__PROBLEM DESCRIPTION__. Where the records below show the word "fields" in a line, please copy that line.
##### RECORDS PROVIDED #####
PR #3126, opened 2024-10-30
fix(kubernetes): don't create `external_metadata_updater` user when `disableEnaSubmission`

fengelniederhammer:
preview URL:

### Summary

If `disableEnaSubmission: true`, then I don't want to be forced to configure a `externalMetadataUpdaterPassword`

### PR Checklist


anna-parker:
Just wanting to make sure this is documented here and not only on slack - we currently only use `external_metadata_updater` for the ena submission pod but it was written in a way that it could be used by other updater pods. So now it will require a template change if users want to add other pods like this.

PR #3130, opened 2024-10-31
feat(deployment): Add version comment to input fields

theosanderson:
Adds version comment to input fields so it appears on revision form:
image

There's an argument that it shouldn't necessarily for editing version 1. But:

- I think notes can actually be useful even for version 1
- This lets us quickly make the change and we could always change it later

https://addversioncomment.loculus.org/

### DIFF
--- a/backend/src/main/kotlin/org/loculus/backend/model/ReleasedDataModel.kt
+++ b/backend/src/main/kotlin/org/loculus/backend/model/ReleasedDataModel.kt
@@ -91,25 +91,28 @@ open class ReleasedDataModel(
             NullNode.getInstance()
         }
 
-        var metadata = rawProcessedData.processedData.metadata +
-            mapOf(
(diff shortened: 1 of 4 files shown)


anna-parker:
Just tried it out - sadly I dont see the versionComment on the revised sequence page: 
image

theosanderson:
Thanks @anna-parker - I think this PR was maybe based on a total misunderstanding of how things work? https://loculus.slack.com/archives/C05G172HL6L/p1730384655481129

corneliusroemer:
The more I think about it the more I like it, I'm overdoing the generality, no point in this here, better be explicit, it's not so bad. We hopefully won't have many more fields like this, that are treated specially by Loculus but also user-specified.

We need to add versionComment to preprocessing config though, otherwise it won't make it through.

theosanderson:
Closed for #3141

PR #3137, opened 2024-10-31
feat(e2e): test that versionComment gets emitted correctly

corneliusroemer:
Try to see whether we can test #3141


corneliusroemer:
Doesn't fail helpfully, let's give up.

PR #3138, opened 2024-10-31
feat(ci): dump current db schema automatically

### LINKED ISSUE #2791: Add current schema (after all migrations) to backend docs
Right now we only have 2 files in the backend migrations folder, but they will become more numerous.

For reading the code, it doesn't matter really what all the migration files are, what one cares about is the resulting schema after all migrations are applied. This is currently not easily accessible.

We should create an action that dumps the resulting schema into a docs folder after running flyway on all migrations. This action only needs to run on changes in the flyway migration dir.

Some skeleton generated by Claude:

<details>

```
name: Generate and Commit Flyway Schema

on:
  push:
    paths:
      - 'schema/**'
  pull_request:
    paths:
      - 'schema/**'
  workflow_dispatch:

jobs:
  generate-schema:
    runs-on: ubuntu-latest

    services:
      postgres:
        image: postgres:16
        env:
          POSTGRES_PASSWORD: postgres
        options: >-
          --health-cmd pg_isready
          --health-interval 10s
          --health-timeout 5s
          --health-retries 5
        ports:
          - 5432:5432

    steps:
    - name: Checkout repository
      uses: actions/checkout@v4

    - name: Run Flyway migrations
      uses: docker://flyway/flyway:10-alpine
      env:
        FLYWAY_URL: jdbc:postgresql://postgres:5432/postgres
        FLYWAY_USER: postgres
        FLYWAY_PASSWORD: postgres
      with:
        args: -locations=filesystem:/github/workspace/schema migrate

    - name: Generate schema
      run: |
        docker run --network host -v $PWD:/workspace postgres:16 \
        bash -c "PGPASSWORD=postgres pg_dump -h localhost -U postgres -d postgres --schema-only > /workspace/schema.sql"

    - name: Commit and push if changed
      run: |
        git config --global user.name 'GitHub Action'
        git config --global user.email 'action@github.com'
        git add schema.sql
        git diff --quiet && git diff --staged --quiet || (git commit -m "Update schema based on Flyway migrations" && git push)
```

</details>

theosanderson:
resolves #2791 

Adds CI to capture the DB schema after all migrations in `backend/docs/db/schema.sql`. It calculates what this is and if it doesn't match the current captured file the check fails. To make the check pass you can add the `update_db_schema` label which will cause the CI to write over that schema file with the current schema.

Purpose: to make it easy to see diffs in schema, allows seeing the current schema without having to manually add up all migrations in one's head

Limitations:

CI does not re-run after the auto-update. I consider that out of scope for this PR.
I'm not sure if migrations will change order - maybe there is a way to make the order more deterministic?

### DIFF
--- a/.github/workflows/schema-dump.yml
+++ b/.github/workflows/schema-dump.yml
@@ -79,13 +79,13 @@ jobs:
     - name: Handle schema changes
       if: steps.check-changes.outputs.changed == 'true'
       run: |
-        if [[ "${{ contains(github.event.pull_request.labels.*.name, 'update-schema') }}" == "true" ]]; then
+        if [[ "${{ contains(github.event.pull_request.labels.*.name, 'update_db_schema') }}" == "true" ]]; then
           git config --global user.name 'GitHub Action'
           git config --global user.email 'action@github.com'
           git commit -m "Update schema documentation based on migration changes"
           git push
         else
           echo "::error::Schema changes detected but 'update-schema' label is not present on the PR"
-          echo "Please add the 'update-schema' label if these changes are intentional"
+          echo "Please add the 'update_db_schema' label if these changes are intentional"
           exit 1
         fi
--- a/.github/workflows/schema-dump.yml
+++ b/.github/workflows/schema-dump.yml
@@ -60,7 +60,7 @@ jobs:
           > /github/workspace/backend/docs/db/schema.sql"
 
     - name: Ensure schema file is tracked
-      run: git add -f backend/docs/schema.sql
+      run: git add -f backend/docs/db/schema.sql
 
     - name: Cat schema
       run: cat backend/docs/db/schema.sql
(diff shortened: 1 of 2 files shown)


.github/workflows/schema-dump.yml
```diff
@@ -0,0 +1,91 @@
...
+    runs-on: ubuntu-latest
+    
+    # Explicitly set permissions needed for committing
+    permissions:
+      contents: write
+      pull-requests: read
+
+    services:
+      postgres:
+        image: postgres:16
```
corneliusroemer, line 22: we actually are using postgres:15 in production, so should maybe use this? but probably there are no differences.

corneliusroemer (approved):
Excellent stuff! Amazing it took you only like 40min based on commits.

corneliusroemer:
Oh wow, version differences do seem to matter!

image

theosanderson:
Since we support managed DBs its a bit debatable but happy to go with this!

theosanderson:
Nice to see it works :)

PR #3144, opened 2024-10-31
Fix issue with revoking already revoked sequences

### LINKED ISSUE #1946: You can revoke a sequence that's already been revoked
When viewing the page for a revoked sequence, you can see a button to revoke it even _more_

image

You can hit the button, and it will go through the actions - you get taken to the review page where you can release the sequence.

it's then Revoked _twice_.

image

theosanderson:
Fixes #1946

Add a check to prevent revoking an already revoked sequence.

* **SequenceDataUI.tsx**
  - Add a check to verify if the sequence is already revoked before displaying the revoke button.
  - Conditionally render the `RevokeButton` component only if the sequence is not already revoked.

---

For more details, open the [Copilot Workspace session](https://copilot-workspace.githubnext.com/loculus-project/loculus/issues/1946?shareId=fd1bd13d-f96f-458d-9075-c1d1dccc4b90).


theosanderson:
(went wrong here - abandoning for now)

PR #3163, opened 2024-11-03
feat!(website): add redirects to docs and add search sequences docs

### LINKED ISSUE #3140: Hide "Help" button in search panel by default
The search panel has a "Help" button on top:

image

This links to `/docs/how-to/search-sequences-website` which has content on Pathoplexus (see [here](https://pathoplexus.org/docs/how-to/search-sequences-website)) but not in the base Loculus, so it should be configurable and be hidden by default.

### LINKED ISSUE #3160: Fix Pathoplexus-specific link in API docs
Currently, on the API documentation page, we write

> For more tips on how to use our API we recommend starting out with our [API Authentication documentation.](https://loculus.genspectrum.org/docs/how-to/authentication-api)

and "API Authentication documentation" points to a page that exists on [Pathoplexus](https://pathoplexus.org/docs/how-to/authentication-api) but not in a base instance. For Loculus, we have the same instructions instead on loculus.org at https://loculus.org/for-users/authenticate-via-api/.

By default, I think that the link should point to the Loculus documentation page. For Pathoplexus, we can either make it somehow configurable in Loculus or overwrite the page on the Pathoplexus-side.

chaoran-chen:
Resolve #3140 and resolve #3160

preview URL: https://redirect-to-docs.loculus.org

### Summary

~This adds a redirect to the Loculus docs from the two locations where Pathoplexus has actual docs pages but not Loculus. This also copies over the mutation search docs from Pathoplexus to the Loculus docs.~

~It unfortunately doesn't seem to possible to have a server-side redirect in .mdx, so I had to create .astro files instead. This means that we have to delete these files on the Pathoplexus-side again because .astro files preceed .mdx files. @theosanderson, do you think that's a reasonable solution?~

The search form help button and the link to the authentication API docs now point to the Loculus docs. The variables are in separate files so that they can be easily overwritten by Pathoplexus. Here is a PR for Pathoplexus: https://github.com/pathoplexus/pathoplexus/pull/281

This also copies over the mutation search docs from Pathoplexus to the Loculus docs.

### PR Checklist

### DIFF
--- a/website/src/pages/api-documentation/index.astro
+++ b/website/src/pages/api-documentation/index.astro
@@ -1,8 +1,10 @@
 ---
+import { authenticationApiDocsUrl } from './authenticationApiDocsUrl';
 import { getRuntimeConfig, getWebsiteConfig } from '../../config';
 import BaseLayout from '../../layouts/BaseLayout.astro';
-const clientConfig = getRuntimeConfig().public;
 import { routes } from '../../routes/routes.ts';
+
+const clientConfig = getRuntimeConfig().public;
 
 const websiteConfig = getWebsiteConfig();
 
@@ -24,17 +26,17 @@ const BUTTON_CLASS =
 
         <div>
             <p class='mt-4 mb-4'>
-                We offer a
+                There is a
                 <a
                     href='https://swagger.io/tools/swagger-ui/'
                     class='underline text-primary-900 hover:text-primary-800 hover:no-underline'
                 >
                     Swagger UI
                 </a>
-                for documentation and direct interaction with our APIs. For more tips on how to use our API we recommend
-                starting out with our
+                for documentation and direct interaction with the APIs. For more tips on how to use the API, it is recommended
+                to start with the
                 <a
-                    href='docs/how-to/authentication-api'
+                    href={authenticationApiDocsUrl}
                     class='underline text-primary-900 hover:text-primary-800 hover:no-underline'
                 >
                     API Authentication documentation.
--- a/docs/astro.config.mjs
+++ b/docs/astro.config.mjs
@@ -37,6 +37,7 @@ export default defineConfig({
                     label: 'For users',
                     items: [
                         { label: 'Introduction', link: '/for-users/introduction/' },
+                        { label: 'Search sequences', link: '/for-users/search-sequences/' },
                         { label: 'Edit account', link: '/for-users/edit-account/' },
                         { label: 'Create and manage groups', link: '/for-users/create-manage-groups/' },
                         { label: 'Submit sequences', link: '/for-users/submit-sequences/' },
--- a/docs/src/content/docs/for-users/search-sequences.md
+++ b/docs/src/content/docs/for-users/search-sequences.md
@@ -1,0 +1,33 @@
+---
+title: Search sequences
+---
+
+## Mutations
+
+### Nucleotide mutations and insertions
+
+A nucleotide mutation has the format `<position><base>` or `<base_ref><position><base>`. A `<base>` can be one of the four nucleotides `A`, `T`, `C`, and `G`. It can also be `-` for deletion and `N` for unknown. For example if the reference sequence is `A` at position 23 both: `23T` and `A23T` will yield the same results.
+
+If your organism is multi-segmented you must append the name of the segment to the start of the mutation, e.g. `S:23T` and `S:A23T` for a mutation in segment `S`.
+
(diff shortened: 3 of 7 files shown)


website/src/pages/api-documentation/index.astro
```diff
@@ -24,15 +24,15 @@ const BUTTON_CLASS =
...
                 <a
                     href='https://swagger.io/tools/swagger-ui/'
                     class='underline text-primary-900 hover:text-primary-800 hover:no-underline'
                 >
                     Swagger UI
                 </a>
-                for documentation and direct interaction with our APIs. For more tips on how to use our API we recommend
-                starting out with our
+                for documentation and direct interaction with the APIs. For more tips on how to use the API, it is recommended
+                to start with the
```
chaoran-chen, line 35: I rephrased this as it seems a bit strange to use "we" if the instance is hosted by someone outside of the Loculus/Pathoplexus team.

theosanderson:
> This means that we have to delete these files on the Pathoplexus-side again because .astro files preceed .mdx files. @theosanderson, do you think that's a reasonable solution?

Given that this is something of a hack anyway (i.e. in some idealised world the links would just point directly to their final destination), my preference would be to just do client side redirects (our website is very dependent on JS anyway). Because at the moment the architecture for Pathoplexus (and anyone else who creates an overlay image, which might be something that happens) is nice and clean with just one structure copied on another and I'm not sure what we would do in this case.

I don't feel super strongly but it would be good to see the proposed Pathoplexus change in parallel if we did go with the route you are proposing (and this PR here would be a breaking change).

theosanderson:
(I would also be open to us just refactoring the code so that these URLs are defined in a special file and overwriting that file in PP)

chaoran-chen:
> Because at the moment the architecture for Pathoplexus (and anyone else who creates an overlay image, which might be something that happens) is nice and clean with just one structure copied on another and I'm not sure what we would do in this case.
> [...]
> (I would also be open to us just refactoring the code so that these URLs are defined in a special file and overwriting that file in PP)

I'm a bit hesitant to introduce too many configs as it will increase complexity and I'm also not sure whether the overlays are something that we would want to officially support. I imagine that the vast majority of future Loculus instances will not create overlays and won't want to write own documentation. Therefore, I think that it makes more sense to have the bit more "hacky" code on the Pathoplexus end which, with the overlay, I think is already the case.

> Given that this is something of a hack anyway (i.e. in some idealised world the links would just point directly to their final destination), my preference would be to just do client side redirects (our website is very dependent on JS anyway).

A JS based client redirect is not ideal for SEO and actually, I wonder whether the current 302 is the right choice or whether a 301 would be better to prevent a search engine to index the page at all. It's not a huge deal but if we can avoid this by adding a line in Pathoplexus, I think that's better.

A very simple solution would be just adding the following line to [sync.sh after line 38](https://github.com/pathoplexus/pathoplexus/blob/ff366647c20fa4ecf5466e60744e94c8fbc9d2b5/sync.sh#L38):

```
rm -f monorepo/website/src/pages/docs/how-to/authentication-api.astro monorepo/website/src/pages/docs/how-to/search-sequences-website.astro
```

chaoran-chen:
(Is `feat!(website)` the right way to highlight a breaking change?)

theosanderson:
> I'm a bit hesitant to introduce too many configs as it will increase complexity

But here we are adding a special file in a particular location, defined by how we set up to Pathoplexus, in order to redirect. To me that seems pretty equal to adding a special file that simply defines where to link to?

I definitely agree on the whole with keeping more hacky stuff on the PP side in general (but obviously we would also like to minimalise hackiness in general). Here what I'm highlighting is one is ending up with a hack on the Loculus side anyway (having a redirect at all), and also one on the PP side.

I would prefer not to have these files specifically mentioned in the PP sync script, at minimum (IMO) one would have some `.files_to_delete` file or something.

theosanderson:
> `(Is feat!(website) the right way to highlight a breaking change?)`
Yes should be (I think there's an option to specify the nature in square brackets but I'm not sure how much we formalised that)

chaoran-chen:
> To me that seems pretty equal in added complexity to adding a special file that simply defines where to link to?

Would you like to outline more or create a PR to show how this would work? Would this affect the config and templating or do you have something much simpler in mind?

theosanderson:
About to go out so made this very quickly but I'm suggesting something like this:

https://github.com/loculus-project/loculus/pull/3164/files

chaoran-chen:
Ah okay, I see, sure, happy with that as well.

chaoran-chen:
@theosanderson, ok, done! Here's the corresponding Pathoplexus PR: https://github.com/pathoplexus/pathoplexus/pull/281

theosanderson (approved):
Nice, thanks!

PR #3168, opened 2024-11-04
fix(ci): Fix CI to dump schema to watch the correct files

theosanderson:
The files to trigger this CI to run were misspecified


anna-parker (approved):
Haven't tested this but confirmed the path is correct :-)

PR #3178, opened 2024-11-05
docs: Fixes to my-first-loculus.md

theosanderson:
Reorder tutorial to try to avoid a problem @DrYak encountered, and use `<pre>` for TSV that was being turned into spaces.

https://docs-docs-update.loculus.org/for-administrators/my-first-loculus/#testing-it-out-with-some-data

(We should do a more substantial change in the future to avoid having to delete the pod at all, which is too complicated for this tutorial)

Thanks to @DrYak and @chaoran-chen


chaoran-chen (approved):
Thanks!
#####
__SOLUTION BELOW__.
feat(deployment): Add version comment to input fields
Adds version comment to input fields so it appears on revision form:
The more I think about it the more I like it, I'm overdoing the generality, no point in this here, better be explicit, it's not so bad. We hopefully won't have many more fields like this, that are treated specially by Loculus but also user-specified.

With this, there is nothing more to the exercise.